Again, Bogdanov has given us reason for believing that two races were inhabiting the government of Moscow during the kurgan period. “One of these races was robust, with a large and long head, an elongated face, and, according to some examples, with hair more or less fair. The other, smaller and more poverty stricken, belongs to a brachycephalic people, having a shorter face, a wider and shorter head, and chestnut hair.”[485] He shows, too, that in the centre of the area the long-headed type was purest, and cites twenty-three skulls from the kurgans of Souja, in the government of Kursk, of which nineteen were true dolichocephals, while three women and one child were subdolichocephalic.
We may, I think, consider the two skulls described by Sergi with an index of eighty, and the one with an index of eighty-one, as belonging to a foreign element living on the border of the steppes, perhaps as belonging to the Tripolje folk.
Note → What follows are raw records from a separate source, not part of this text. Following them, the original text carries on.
PR #264, opened 2026-08-28
fix(fleet-release): retry the bump commit once when a hook rewrites it

### LINKED ISSUE #263: sync-plugin-manifest.sh key order fights the pretty-format-json hook and aborts the fleet bump commit
`sync-plugin-manifest.sh` writes `.claude-plugin/plugin.json` with the key order of the source `plugin.json` (name, version, description, author, repository, license, keywords, skills). Repos whose `.pre-commit-config.yaml` runs `pretty-format-json` with `--autofix` sort those keys alphabetically. The committed file therefore carries the sorted order, the generator re-emits the unsorted one on every bump, and the hook rewrites it during `git commit` — which aborts the commit, because a hook that modifies files fails the run.

For a hand bump that is one re-`git add` away. For `fleet-release-common.sh` it is a hard stop: `fr_commit_allowlisted` reports `COMMIT EXIT: 1` and the repo comes out of the `bump` phase as `FAIL <repo>: commit` with a half-written worktree that `fr_resume_worktree` then refuses as dirty. The operator has to commit by hand in the release worktree and re-run `bump` to get the MR opened.

Measured in the 2026-08-28 GitLab sweep: `coding-ai/it-maintenance-skill` (v1.15.0) and `coding-ai/netresearch-jira-skill` (v2.11.1) both failed this way; the other two repos in the same sweep have no `pretty-format-json` hook and passed. The resulting trees are correct — only the driver's commit step fails.

Fixes worth considering, in order of preference:

1. `sync-plugin-manifest.sh` emits the projected manifest with sorted keys (`jq -S`), so generator and hook agree.
2. `fr_commit_allowlisted` retries the commit once after re-staging the allowlisted paths, which is the documented remedy for a reformatting hook.

CybotTM:
Fixes #263

A pre-commit hook that reformats a file it checks — `pretty-format-json --autofix`, `black`, `ruff format` — modifies the staged tree and then *fails* the commit. `fr_commit_allowlisted` treated that as final, so the repo left the `bump` phase as `FAIL <repo>: commit` with a half-written worktree that `fr_resume_worktree` then refuses as dirty; the operator had to commit by hand in the release worktree and re-run `bump` to get the PR opened. `it-maintenance-skill` v1.15.0 and `netresearch-jira-skill` v2.11.1 both went that way in the 2026-08-28 sweep.

The commit now makes two attempts and logs both (`COMMIT EXIT (1): 1`, `COMMIT EXIT (2): 0`). Staging moved into its own `fr_stage_allowlisted`, so the retry re-walks the porcelain rather than re-adding the first pass's paths — a hook that writes *outside* the version surfaces still fails the allowlist on the second pass, and a deterministic rejection still fails after exactly two attempts.

## Why not fix the generator instead

The issue offered sorting `sync-plugin-manifest.sh`'s output as the first option. It is neither necessary nor sufficient. `pretty-format-json` also escapes non-ASCII by default, and the fleet's manifest descriptions are full of em dashes and umlauts, so one edit to any hook-carrying repo's description reopens the same bounce; meanwhile the sort would reorder the generated manifest in every repo, hook or not, to avoid one hook re-run in the four that have it. Measured on the current fleet: four repos run `pretty-format-json` (`it-account-lifecycle`, `it-maintenance`, `it-offboarding`, `netresearch-jira`), all four ASCII-only today. The retry is blind to *what* the hook changed, which is the property the fix needs.

## Tests

`fr_commit_allowlisted` had no tests; these are the first, and each was observed to fail against the single-attempt engine (`for attempt in 1`):

- reformatting hook on an allowlisted file → attempt 1 fails, attempt 2 commits, worktree clean afterwards
- hook writing a non-allowlisted file → still `unexpected change outside the version surfaces`, still reported to the caller
- hook that always rejects → exactly two attempts, then `FAIL`

The fixture is a plain `.git/hooks/pre-commit` that rewrites a staged file and exits 1 once — what `--autofix` does — with an ed25519 key for the `-S` in the commit. All ten `tests/*.sh` pass, shellcheck is clean, and `references/release-discipline.md` gains the section with the two-attempt log shape.

## Follow-up

`fleet-release-gitlab.sh` in `coding-ai/gitlab-skill` runs a vendored copy of this engine, and that is where the failure actually fired. Re-vendoring is a separate MR on that repo once this lands.

Copilot review is out of quota for the month, so this merges on a documented `Self-review:` attestation.

### DIFF
--- a/skills/skill-repo/references/release-discipline.md
+++ b/skills/skill-repo/references/release-discipline.md
@@ -6,6 +6,7 @@
 - Canonical Order: Bump PR Merged → Tag Pushed
 - Pre-Release Version-Parity Check
 - Changelog Rollover in the Bump Commit
+- A reformatting hook aborts the first bump commit
 - Cache Safety: Never Edit the Installed Copy
 - Multi-Skill-Repo Release Dry-Run
 - GitLab (`git.netresearch.de`) skill repos release on tag too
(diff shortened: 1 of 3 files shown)


CybotTM:
Self-review: 30387ab9ad3c2ed5679bad30754d9e91de9775df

If so we may consider our primitive Nordics as having fairly long and narrow heads, though in this respect not so uniformly narrow as was the case with the Mediterraneans of the west. The cephalic index seems to have ranged from sixty-five to seventy-nine, though more usually from seventy-one to seventy-eight, while the more typical members of the group varied from seventy-three to seventy-six. These figures will be found to agree fairly well with observations made on the tall fair people of the present population of North Europe.
We can then imagine our Wiros as a somewhat variable race, with heads which conform to the narrow rather than to the broad type, tall and robust, though probably neither so tall nor so robust as many of the modern Nordics. There is reason for believing them to have been fair, with transparent skins, light hair and grey eyes, though it is likely enough that in colouration, too, there was considerable variation. We may well believe that the extremely fair colouring of the modern Swedes is a later specialisation, due to a few thousand years of life in a northern home, but we shall do well, I would suggest, to think of the original Wiros as blonds rather than brunets, though not necessarily or in all cases possessing an extreme degree of blondness. Such then I would have you picture the Wiros on the steppe, and I would also remind you that many of them seem to have been descendants of the late Aurignacian and Solutrean horse-hunters, and that they may have developed the rudiments of their language in some post-Solutrean time within the Carpathian ring.